Ihr persönlicher Glücksmoment: Ashleigh Barty nach dem Finale der Australian Open Bild: Reuters

Ashleigh Barty vollendet im Finale der Australian Open ein großes Werk. Zum ersten Mal seit 44 Jahren gewinnt eine Australierin das Tennis-Turnier in Melbourne. Anschließend sagt sie: „Ich bin so stolz, ein Aussie zu sein.“

          3 Min.

          An einem kühlen Sommerabend in Melbourne fanden zwei zusammen, die füreinander bestimmt waren: Ashleigh Barty, die aktuell beste Tennisspielerin der Welt, und der Daphne Akhurst Memorial Cup, die Trophäe für die Siegerin der Australian Open. Barty schnappte sich den Pokal mit einem Sieg im Finale gegen die Amerikanerin Danielle Collins (6:3, 7:6), es war ihr dritter Erfolg bei einem Grand-Slam-Turnier nach den Triumphen 2019 in Paris und im vergangenen Jahr in Wimbledon, aber der erste für Australien in Melbourne nach einer Ewigkeit von 44 Jahren.

          Seit Barty zu den Besten der Welt gehört, hatten sie und ihre Landsleute von diesem Tag geträumt, und am Ende war die Realität fast noch schöner.

          Erwartungen einer ganzen Nation

          Es war ein großes Werk, das Barty an diesem Abend vollendete. Mit den Erwartungen einer Nation umzugehen, das ist eine Herausforderung der härteren Art. Frag nach bei Andy Murray, der fast davon erdrückt worden wäre, bis er 2013 zum ersten Mal in Wimbledon gewann, frag nach bei den Franzosen, die seit mehr als 20 Jahren auf eine Siegerin oder einen Sieger aus ihren Reihen warten.
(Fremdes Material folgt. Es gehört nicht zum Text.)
PR #128, opened 2019-12-10
DEX-530 Exceptions during big block application

vsuharnikov:
Catching exceptions in ExchangeTransactionBroadcastActor and retry, if it is possible by mode

### DIFF
--- a/dex/src/main/scala/com/wavesplatform/dex/market/ExchangeTransactionBroadcastActor.scala
+++ b/dex/src/main/scala/com/wavesplatform/dex/market/ExchangeTransactionBroadcastActor.scala
@@ -25,20 +25,26 @@ class ExchangeTransactionBroadcastActor(settings: ExchangeTransactionBroadcastSe
 
   private val default: Receive = {
     case ExchangeTransactionCreated(tx) =>
-      check(tx) match {
+      try check(tx) match {
         case Right(_) => broadcast(List(tx))
         case Left(e)  => logError(tx, e)
+      } catch {
+        case e: Throwable => log.error(s"Can't check or broadcast the transaction ${tx.id()}", e)
       }
   }
 
   private def watching(toCheck: Vector[ExchangeTransaction], next: Vector[ExchangeTransaction]): Receive = {
     case ExchangeTransactionCreated(tx) =>
-      check(tx) match {
+      try check(tx) match {
         case Right(_) =>
           broadcast(List(tx))
           context.become(watching(toCheck, next :+ tx))
 
         case Left(e) => logError(tx, e)
+      } catch {
+        case e: Throwable =>
+          log.warn(s"Can't check or broadcast the transaction ${tx.id()}, will try later", e)
+          context.become(watching(toCheck, next :+ tx))
       }
 
     case Send =>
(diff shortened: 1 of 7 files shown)


dex/src/main/scala/com/wavesplatform/dex/market/ExchangeTransactionBroadcastActor.scala
```diff
@@ -25,20 +25,26 @@ class ExchangeTransactionBroadcastActor(settings: ExchangeTransactionBroadcastSe
...
         case Left(e)  => logError(tx, e)
+      } catch {
+        case e: Throwable => log.error(s"Can't check or broadcast the transaction ${tx.id()}", e)
       }
   }
 
   private def watching(toCheck: Vector[ExchangeTransaction], next: Vector[ExchangeTransaction]): Receive = {
     case ExchangeTransactionCreated(tx) =>
-      check(tx) match {
+      try check(tx) match {
```
DenisSerebryansky: Is it possible to use `Try`?

dex/src/main/scala/com/wavesplatform/dex/market/ExchangeTransactionBroadcastActor.scala
```diff
@@ -48,9 +54,13 @@ class ExchangeTransactionBroadcastActor(settings: ExchangeTransactionBroadcastSe
       val (confirmed, unconfirmed) = toCheck.partition(isConfirmed)
       val (expired, ready)         = unconfirmed.partition(_.timestamp <= expireMs)
 
-      broadcast(ready)
-      log.debug(s"Stats: ${confirmed.size} confirmed, ${ready.size} sent")
-      if (expired.nonEmpty) log.warn(s"${expired.size} failed to send: ${expired.map(_.id().toString).mkString(", ")}")
+      log.debug(s"Stats: ${confirmed.size} confirmed, ${ready.size} ready")
+      if (expired.nonEmpty) log.warn(s"${expired.size} expired: ${expired.map(_.id().toString).mkString(", ")}")
+
+      try broadcast(ready)
```
DenisSerebryansky: The same as above

dex/src/main/scala/com/wavesplatform/dex/market/ExchangeTransactionBroadcastActor.scala
vsuharnikov: Sure, with more ~pain~ code :D 

```scala
Try(check(tx)) match {
  case Success(Right(_)) =>
    broadcast(List(tx))
    context.become(watching(toCheck, next :+ tx))
  
  case Success(Left(e)) => logError(tx, e)
  
  case Failure(e) =>
    log.warn(s"Can't check or broadcast the transaction ${tx.id()}, will try later", e)
    context.become(watching(toCheck, next :+ tx))
}

// or better

Try(check(tx))
  .map {
    case Right(_) => broadcast(List(tx)); true
    case Left(e) => logError(tx, e); false
  }
  .recover { case e => log.warn(s"Can't check or broadcast the transaction ${tx.id()}, will try later", e); true}
  .foreach { watchNext => if (watchNext) context.become(watching(toCheck, next :+ tx)) }
```

The second option is not so bad 🤔

vsuharnikov: I decided to not to do this changes, because ExchangeTransactionBroadcastActor has been totally rewritten in master branch. With `try` keyword we will see less differences between current file and changes in `version-1.1.x`, so merging will be easier.

dex/src/main/scala/com/wavesplatform/dex/market/ExchangeTransactionBroadcastActor.scala
vsuharnikov: This too

PR #129, opened 2019-12-13
DEX-529 DEB should be installed without errors

vsuharnikov:
Configuration:
* Updated organization;
* waves-node-grpc.host is localhost by default;
* Fixed wrong config examples for different networks;
* Improved logback configuration;

DEB installation:
* Added debian scripts for package;

README:
* Improved DEB section of documentation, fixed a wrong configuration;


vsuharnikov:
Integration tests passed expect one. It failed a several merges ago and we have a ticket for it.

PR #131, opened 2019-12-18
DEX-542 Reduce number of artifacts

vsuharnikov:
* Only one artifact for DEX server;
* One ZIP and multiple DEB artifacts for Waves Integration Extension;


vsuharnikov:
Only BroadcastUntilConfirmedTestSuite failed, there is a ticket for it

In Paris war es Mary Pierce, die anno 2000 zuletzt einen Einzeltitel für die Gastgeber gewann.

          In Melbourne war es alles noch viel länger her, seit Mark Edmondson 1976 bei den Männern und zwei Jahre später Christine O’Neil bei den Frauen gewann. Nach dem langen Marsch durch die Wüste hofften nun alle auf einen labenden Besuch in der Oase bei Ashleigh Barty. 

          Keine Frage, die Australierin ging als Favoritin in dieses Spiel. Zum einen wegen der beiden Grand-Slam-Titel, die sie schon gewonnen hatte, aber vor allem wegen der Dominanz, mit sie bisher im Stundentakt durch das Turnier gerauscht war; für jeden ihrer sechs Siege brauchte sie im Schnitt rund 60 Minuten und verlor dabei nur ein einziges Aufschlagspiel.
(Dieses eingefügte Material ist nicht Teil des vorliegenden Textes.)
PR #141, opened 2019-12-30
DEX-561 Long NTP init

vsuharnikov:
* Moved Time and NTP from NODE to DEX;

### DIFF
--- a/dex/src/main/scala/com/wavesplatform/dex/time/NTP.scala
+++ b/dex/src/main/scala/com/wavesplatform/dex/time/NTP.scala
@@ -3,8 +3,8 @@ import java.net.{InetAddress, SocketTimeoutException}
 
 import com.wavesplatform.utils.ScorexLogging
 import monix.eval.Task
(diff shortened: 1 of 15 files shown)


dex/src/main/scala/com/wavesplatform/dex/time/NTP.scala
```diff
@@ -0,0 +1,75 @@
...
+        client.open()
+        val info = client.getTime(InetAddress.getByName(ntpServer))
+        info.computeDetails()
+        Option(info.getOffset).map { offset =>
+          val r = if (Math.abs(offset) > offsetPanicThreshold) throw new Exception("Offset is suspiciously large") else offset
+          (info.getAddress, r)
+        }
+      } catch {
+        case _: SocketTimeoutException =>
+          None
```
DenisSerebryansky: Why don't you like oneliners?)

vsuharnikov: Just copied it from Node's repository.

          Danielle Collins, die drei Jahre ältere ehemalige College-Spielerin aus St. Petersburg in Florida, hatte auf dem Weg ins Finale zweimal nach einem Satz-Rückstand gewonnen und hatte selbst bei über 30 Grad wie immer einen extrem coolen Eindruck gemacht. In ihrer Mischung aus Courage und eiskalter Übersicht erinnerte sie während des Turniers stark an Catherine Tremell (Sharon Stone), die Meisterin der Minusgrade aus Basic Instinct; die Älteren werden wissen, wovon die Rede ist.

          Emotionale Siegerehrung: die Amerikanerin Danielle Collins
          Emotionale Siegerehrung: die Amerikanerin Danielle Collins : Bild: Reuters

          Die ersten Jubelstürme für Ashleigh Barty ließ Collins an sich abperlen, und bis Mitte des ersten Satzes machte die Amerikanerin einen starken, stabilen Eindruck. Doch nachdem sie ihr Aufschlagspiel zum 2:4 verloren hatte schlichen sich Fehler in ihr Spiel, und bis zum Ende des Satzes hatte Barty die Sache im Griff.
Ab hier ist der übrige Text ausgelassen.